Juntando-se à medida de coacção do afastamento do agressor já proposta pelo PCP em 1991 e constante da Lei N.º 61, materializada é igualmente a proposta em matéria processual penal da pena acessória correspondente que consta daquele Plano Global mas não consta da Lei.
Destaque merece finalmente a medida que prevê que seja considerado crime público a violência exercida sobre a mulher. Envolvendo «menosprezo e ódio pela pessoa que se maltrata», para a bancada comunista, o crime de maus tratos não é uma ofensa corporal simples, não podendo por isso deixar de ser público. «Até porque os maus tratos sucedem-se por ciclos que envolvem a certa altura um período de lua de mel e de reconciliação e mesmo antes disso uma relação amor-ódio, que leva as mulheres a querer desistir da queixa, para serem novamente vítimas de maus tratos», sustentou Odete Santos.

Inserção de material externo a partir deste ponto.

PR #1306, opened 2026-07-15
KNOX-3374: Skip redundant roles lookup in PreAuth/ExtAuthz when the identity-assertion layer already resolved roles

smolnar82:
[KNOX-3374](https://issues.apache.org/jira/browse/KNOX-3374) - Avoid duplicate LDAP roles lookup between the identity-assertion layer and the PreAuth/ExtAuthz auth services

During roles-lookup testing it turned out that Knox performed the remote roles lookup twice for a single request, and the second lookup could return the wrong roles:

- once on the identity-assertion layer, while `HadoopGroupProviderFilter` resolves groups against Knox's embedded LDAP server (the `LDAPRolesLookupInterceptor` does the lookup as part of the group search), and
- again in the `PreAuth` / `ExtAuthz` auth services (`AbstractAuthResource#lookupRoles`).

Because the interceptor already looked roles up on the authentication layer, the second call in the auth resource is redundant. This PR makes the auth-service-level roles lookup conditional: it now happens only if
- the roles-lookup service is enabled (existing condition), and
- roles were not already looked up on the authentication layer.

We deliberately keep the auth-service lookup for the case where the topology's Shiro config points to an external LDAP server (not Knox's embedded one) but roles are still wanted: a valid Apache scenario. The case where the interceptor is not configured but the roles-lookup service is present is not supported: those deployments must configure the `LDAPRolesLookupInterceptor`.

**How it works**

- A new request attribute constant `AbstractIdentityAssertionBase.ROLES_LOOKUP_EXECUTED` is introduced to flag, per request, that roles were already resolved on the authentication layer.
- `HadoopGroupProviderFilter` sets this attribute when it resolves groups via `KnoxLDAPService` and the embedded LDAP server has the roles-lookup interceptor active. To support this, `KnoxLDAPService/KnoxLDAPServerManager` now expose `hasRolesLookupInterceptor()`, computed once at startup from the configured interceptor chain.
- Because the interceptor already performs the lookup,` KnoxLDAPServerManager#getUserGroups` no longer attaches the `RolesLookupBypassControl` to the group search request (reverted changes from #1300).
- `AbstractAuthResource` reads the attribute (via a new abstract `getRequest()` implemented by PreAuthResource and ExtAuthzResource) and skips its own lookupRoles call - and emits a single roles header - when roles were already resolved upstream.
- The `mapGroupPrincipals(...)` SPI method gains a `ServletRequest` parameter so implementations can decorate the request with the flag. All identity-assertion filters (common, concat, hadoop-groups, no-doas, pseudo, regex, switchcase) are updated for the new signature.

## How was this patch tested?

Ran the affected module unit tests (`gateway-provider-identity-assertion-*, gateway-service-auth, gateway-server`).

Added / updated unit tests:
- `HadoopGroupProviderFilterTest#testLdapServiceIntegrationWithRolesLookupInterceptor` - verifies the `ROLES_LOOKUP_EXECUTED` attribute is set on the request when the interceptor is active.
- `PreAuthResourceTest#testRolesAreNotPopulatedTwice` - verifies the auth resource does not call lookupRoles again (strict mock) and emits the roles header only once when the flag is set.
- `ExtAuthzResourceTest / PreAuthResourceTest` updated to inject the `HttpServletRequest` and stub the `ROLES_LOOKUP_EXECUTED` attribute.
- All `mapGroupPrincipals(...)` call sites in existing filter tests updated for the new signature.
- Removed `KnoxLDAPServerManagerTest#testGetUserGroupsReturnsRawGroupsEvenWhenRolesInterceptorRewritesMemberOf`, which asserted the now-removed bypass-control behavior on the group search.

Manually tested against the sandbox topology, covering both roles-lookup paths:
- Embedded LDAP service + HadoopGroupProvider (use.ldap.service=true) — roles are looked up once on the identity-assertion layer via the interceptor, and the PreAuth service correctly skips the duplicate lookup.
- Demo LDAP + HadoopGroupProvider (use.ldap.service=false) — the identity-assertion layer does not run the interceptor, so the PreAuth service performs the roles lookup as before.
```
~ $ curl -iku admin:admin-password http://localhost:8443/gateway/sandbox/auth/api/v1/pre
HTTP/1.1 200 OK
Date: Wed, 15 Jul 2026 11:33:17 GMT
Set-Cookie: KNOXSESSIONID=node01clcgs9svska5dvd0c0dfdpzb4.node0; Path=/gateway/sandbox; Secure; HttpOnly
Set-Cookie: rememberMe=deleteMe; Path=/gateway/sandbox; Max-Age=0; Expires=Tue, 14-Jul-2026 11:33:17 GMT; SameSite=lax
x-knox-username: admin
x-knox-roles: platform:awc-admin-admin,ml-workspace-abc:viewer-admin
Content-Length: 0
```

## Integration Tests

N/A

## UI changes

N/A

### DIFF
--- a/gateway-provider-identity-assertion-common/src/main/java/org/apache/knox/gateway/identityasserter/common/filter/AbstractIdentityAssertionFilter.java
+++ b/gateway-provider-identity-assertion-common/src/main/java/org/apache/knox/gateway/identityasserter/common/filter/AbstractIdentityAssertionFilter.java
@@ -54,8 +54,7 @@ import org.apache.knox.gateway.security.SubjectUtils;
 import org.apache.knox.gateway.security.TokenExchangePrincipal;
 import org.apache.knox.gateway.security.TokenIdPrincipal;
 
-public abstract class AbstractIdentityAssertionFilter extends
-  AbstractIdentityAssertionBase implements Filter {
+public abstract class AbstractIdentityAssertionFilter extends AbstractIdentityAssertionBase implements Filter {
 
   private IdentityAsserterMessages LOG = MessagesFactory.get(IdentityAsserterMessages.class);
 
@@ -70,15 +69,17 @@ public abstract class AbstractIdentityAssertionFilter extends
   }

De acordo com o articulado do projecto comunista previsto está, entretanto, um novo mecanismo de suspensão provisória do processo, através de requerimento da vítima, desde que seja uma decisão livre e consciente validada pelo Ministério Público. Trata-se de uma solução adoptada pelo PCP depois de ouvidas as razões de mulheres que estão contra a natureza pública do crime e que consideram que traria «novas e mais refinadas violências sobre as mulheres e mesmo a negação do crime pela própria vítima, levando ao arquivamento de processos, a absolvições e a um reforço do poder do maltratante».